Regarding the Brent/Gold pair, Gold demonstrates safe haven properties at the year-year scale. Furthermore, Gold acts as a safe haven at the week-year and month-year scales. These findings imply that Gold serves as a safe haven in the long term. Moreover, if short- and medium-term traders hold Gold for extended periods, it will function as a safe haven asset. For WTI/Bitcoin, the safe haven property is observed on a week-month scale, indicating that Bitcoin might serve as a safe haven for short-term traders if they hold it for a relatively longer period.
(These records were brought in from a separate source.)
PR #1561, opened 2015-05-14
mapID → styleID

### LINKED ISSUE #1500: Rename mapID to styleID
Per discussion with @willwhite, `-[MGLMapView mapID]` should be renamed `-styleID` for consistency with `-styleURL` and because the mapbox: URL scheme expands to a style API URL rather than one from the TileJSON API.

We'll need to deprecate `-mapID`, update documentation, and issue a warning from within designables if possible.

1ec5:
Renamed `-mapID` and `-setMapID:` to `-styleID` and `-setStyleID:`, respectively, to accurately reflect the APIs the ID is used for. Marked the property unavailable but reimplemented its getter and setter to assert with helpful messages. Even if no one has reason to use `mapID` in beta 1, a developer could have tried to put a raster map ID in the storyboard inspectable; if we remove the old property entirely, there’s no longer any UI to recover from that situation. The assertion I’ve implemented is the best way to communicate the rename in that case.

Fixes #1500.

/cc @willwhite @incanus

### DIFF
--- a/include/mbgl/ios/MGLMapView+IBAdditions.h
+++ b/include/mbgl/ios/MGLMapView+IBAdditions.h
@@ -9,7 +9,7 @@
 // MGLMapView+IBAdditions.h, due to ASCII sort order.
 
 @property (nonatomic) IBInspectable NSString *accessToken;
-@property (nonatomic) IBInspectable NSString *mapID;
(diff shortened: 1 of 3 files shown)


incanus:
@1ec5  We need to ticket out updates to `/guides` and `/mapbox-gl-ios` to accompany this.

PR #1562, opened 2015-05-14
Run static analyzer on iOS targets on Travis

### LINKED ISSUE #1549: Run Xcode static analyzer on CircleCI for iOS builds
#1538 would’ve been caught like crazy by Xcode’s static analyzer. We should run the static analyzer on Travis since we apparently aren’t great about running it manually ourselves (#1425). From what I’ve seen, the analyzer doesn’t take all that long on our entire project. Note that we’ll need to whitelist some warnings in upstream libraries, which are tracked in memononen/libtess2#19 and [angusj/polyclipping#134](https://sourceforge.net/p/polyclipping/bugs/134/).

/cc @incanus

1ec5:
This PR adds a make target for performing static analysis everything that goes into an iOS build, as well as the demo app and benchmark app. It fails on any warning but also excludes two files from third-party libraries with known warnings.

Fixes #1549.

/cc @jfirebaugh @incanus @springmeyer

### DIFF
--- a/Makefile
+++ b/Makefile
@@ -143,7 +143,7 @@ ipackage-sim: clean Xcode/ios
 itest: ipackage-sim KIF
 	./scripts/ios/test.sh
 
-ianalyze: clean Xcode/ios
+ianalyze: Xcode/ios
 	./scripts/ios/analyze.sh
 
 # Legacy name
--- a/Makefile
+++ b/Makefile
@@ -143,6 +143,9 @@ ipackage-sim: clean Xcode/ios
 itest: ipackage-sim KIF
 	./scripts/ios/test.sh
 
+ianalyze: Xcode/ios
+	./scripts/ios/analyze.sh
+
 # Legacy name
 iproj: ios-proj
 
--- a/Makefile
+++ b/Makefile
@@ -143,7 +143,7 @@ ipackage-sim: clean Xcode/ios
 itest: ipackage-sim KIF
 	./scripts/ios/test.sh
 
-ianalyze: Xcode/ios
+ianalyze:
 	./scripts/ios/analyze.sh
 
 # Legacy name
--- a/Makefile
+++ b/Makefile
@@ -143,7 +143,7 @@ ipackage-sim: clean Xcode/ios
 itest: ipackage-sim KIF
 	./scripts/ios/test.sh
 
-ianalyze: Xcode/ios
+ianalyze: clean Xcode/ios
 	./scripts/ios/analyze.sh
 
 # Legacy name
--- a/scripts/ios/analyze.sh
+++ b/scripts/ios/analyze.sh
@@ -15,4 +15,6 @@ xcodebuild \
     -project ./build/ios/gyp/ios.xcodeproj \
     -configuration Debug \
     -target All \
-    analyze | xcpretty -c | grep -qF 'The following commands produced analyzer issues'
+    analyze | xcpretty | tee ./build/ios/analyze.txt
+
+! grep -q 'The following commands produced analyzer issues' ./build/ios/analyze.txt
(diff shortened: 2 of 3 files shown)


1ec5:
What do you think about how I’ve opted these files out of the analyzer, versus parsing the output for individual warnings? Unfortunately Clang offers [no way to turn off specific checks](http://clang-analyzer.llvm.org/faq.html#suppress_issue), like the dead store check.

jfirebaugh:
Is it possible to run this on the osx line in the build matrix and get equivalent coverage? The ios build takes roughly twice as long as the osx build and it would be good to try to balance them out a little.

jfirebaugh:
> What do you think about how I’ve opted these files out of the analyzer, versus parsing the output for individual warnings?

Seems fine to me. These exceptions will drop out when we replace clipper and libtess with earcut.

1ec5:
> Is it possible to run this on the osx line in the build matrix and get equivalent coverage?

Coverage of the cross-platform code would be nearly identical, but we’d lose analysis of iosapp and ios-bench. It was a bug in iosapp that spurred #1549 in the first place.

Makefile
```diff
@@ -143,6 +143,9 @@ ipackage-sim: clean Xcode/ios
 itest: ipackage-sim KIF
 	./scripts/ios/test.sh
 
+ianalyze: clean Xcode/ios
```
jfirebaugh: Remove `clean` from the dependencies, this is adding several minutes to the build time.

I think we should remove it from `ipackage` and `ipackage-sim` too.

1ec5: > I think we should remove it from `ipackage` and `ipackage-sim` too.

Would removing the clean step from these targets have any impact on the release process we have now?

1ec5: #1584

1ec5: 43bc922a754e91fde86911289417f294e851ad9e removes `clean` from `ianalyze`.

jfirebaugh:
Grrr, last build took even longer (11.5 minutes). Not sure if it's Travis variability or what.

jfirebaugh:
Are the [recompiles](https://travis-ci.org/mapbox/mapbox-gl-native/jobs/63055262#L520) in the `make ianalyze` step necessary? These files are compiled already in `make ipackage-sim`.

1ec5:
I think it has to do with regenerating the project. I’ll try removing `Xcode/ios` from there too.

incanus:
https://github.com/mapbox/mapbox-gl-native/commit/52dd826e2b8a6b3c46c8c1bf248bef825b357303 and thus `make ianalyze` should continue to work as long as they are run after something like `make ipackage-sim`, because otherwise there won't be a project file. But I don't think `make ianalyze` won't run by itself in a clean environment.

jfirebaugh:
Still at 225s for `make analyze` on Travis, i.e. doubling the run time. That's a pretty high price. :fearful:

incanus:
Crazy idea — what about a random chance of running, like 1 in 5 or 1 in 10 commits?

1ec5:
I'm :-1: on Russian roulette on Travis. Makes it hard to tell what's at fault for a failure. Xcode does have single file analysis in the GUI; not sure if we can analyze more selectively. @springmeyer, what's your take on this, since you were hoping for even better coverage?

springmeyer:
> @springmeyer, what's your take on this, since you were hoping for even better coverage?

If the penalty in per-commit time is too great then what about only running it if a certain commit message is present like `git commit -m "[static-anal]"`. We could document workflows where that should be run at a minimum before pull requests are merged and before tagging releases.

1ec5:
This PR is no longer applicable, given that we moved iOS builds from Travis to Bitrise in #2898 and even moved OS X builds to Bitrise as well in #3441.

PR #1578, opened 2015-05-17
Audit headers for nullability

### LINKED ISSUE #1054: Audit headers for nullability (Swift support)
Once we distribute a framework (#828), developers will be able to interface with `MGLMapView` and other classes in Swift. We’ll want to audit the headers for nullability so that developers don’t have to deal with a litany of implicitly unwrapped optionals like `NSString!`.

More information:
* https://developer.apple.com/swift/blog/?id=25
* http://nshipster.com/swift-1.2/#nullability-annotations

1ec5:
All the headers have been audited for nullability. This is a breaking change in the sense that Swift code written against Mapbox GL will likely fail to compile. However, Xcode will offer fix-its for every error that comes up, and the resulting code will be much less stressful (less `shouting!`) and more idiomatic.

Fixes #1054.

/cc @incanus

### DIFF
--- a/include/mbgl/ios/MGLAccountManager.h
+++ b/include/mbgl/ios/MGLAccountManager.h
@@ -1,4 +1,6 @@
-#import <Foundation/Foundation.h>
+#import "MGLTypes.h"
+
+NS_ASSUME_NONNULL_BEGIN
 
 /** The MGLAccountManager object provides a global way to set a Mapbox API access token, as well as other settings used framework-wide. */
 @interface MGLAccountManager : NSObject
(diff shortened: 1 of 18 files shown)


1ec5:
@incanus @bleege @friedbunny, just a heads-up that this PR [brackets `@interface`s in `NS_ASSUME_NONNULL_BEGIN`/`NS_ASSUME_NONNULL_END`](https://github.com/mapbox/mapbox-gl-native/pull/1578/files#diff-7d5de345f22b888dcd00f7b22431cc65R3). So once this PR is merged, if you add any public methods that receive or return a pointer type, remember to add the `nullable` annotation if the value may be `nil` for any reason.

1ec5:
This needs to be on beta 2. Apple finally audited MapKit for nullability with Xcode 7 and the iOS 9 SDK, and we need to be compatible.

1ec5:
I get several nullability-related warnings in Xcode 7 with the iOS 9 SDK, due to newly-audited APIs in UIKit.

1ec5:
Looks like I’ll need to also bring over much of 54e2bb80d9a11cbe7d70b302c9b8c8483cd9f1e1 to satisfy a warning about invoking a non-designated initializer in `MGLUserLocationAnnotationView`.

incanus:
> Apple finally audited MapKit for nullability with Xcode 7 and the iOS 9 SDK, and we need to be compatible.

Is this mostly from a "so it still looks like Apple" POV? Or something more drastic as to why we should hit this on the sooner side?

1ec5:
Mostly from a “so it still looks like Apple” POV. But also so we can say we also audited Mapbox GL for nullability, just as Apple announced this week, and because this work has no stability implications.

1ec5:
This PR also blocks mapbox/blog#518.

jfirebaugh:
@1ec5 If you are happy with this please rebase and merge it. :ship:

For WTI/Gold, Gold demonstrates safe haven properties mainly on the year-year scale (long run) and acts as a safe haven on week-year and month-year scales as well. Similar to Brent/Gold, these findings suggest that gold functions as a long-term safe haven. If short- and medium-term traders of WTI can hold gold for an extended period, it may provide a hedge against WTI price fluctuations.

Bitcoin’s behavior in the short run reflects its speculative nature, potentially resulting in positive correlations during periods of market turmoil. Over longer horizons, Bitcoin exhibits safe haven properties, possibly due to market dynamics. Gold, on the other hand, is considered a traditional safe haven asset due to its relatively stable supply and its role as a hedge against inflation, currency devaluation, or geopolitical risk. Consequently, gold consistently shows safe haven qualities.

The results indicate that the same asset can be positively correlated with oil at one horizon yet negatively correlated at another. This variation may be due to changes in liquidity preferences, portfolio rebalancing needs, and risk appetites across different trading horizons. Therefore, investors should consider time-horizon matching when selecting safe haven assets. By combining short- and long-horizon positions, investors can mitigate the impact of market shocks and protect their investments.

IV. Conclusion

In this study, we examined the safe haven properties of Bitcoin and Gold against fluctuations in crude oil prices using an enhanced version of Wavelet Quantile Correlation (Kumar & Padakandla, 2022), which incorporates cross-frequency information spillover. Our findings indicate that both Bitcoin and Gold demonstrate cross-frequency safe haven characteristics. Nevertheless, Gold emerges as the superior safe haven asset, corroborating existing literature (Dutta et al., 2020; Selmi et al., 2018). Our results reveal that safe haven properties are contingent on both time and context. While Bitcoin and Gold can function as safe haven assets, the extent and timing of their safe haven effects differ, underscoring the importance of considering cross-frequency approaches in portfolio construction.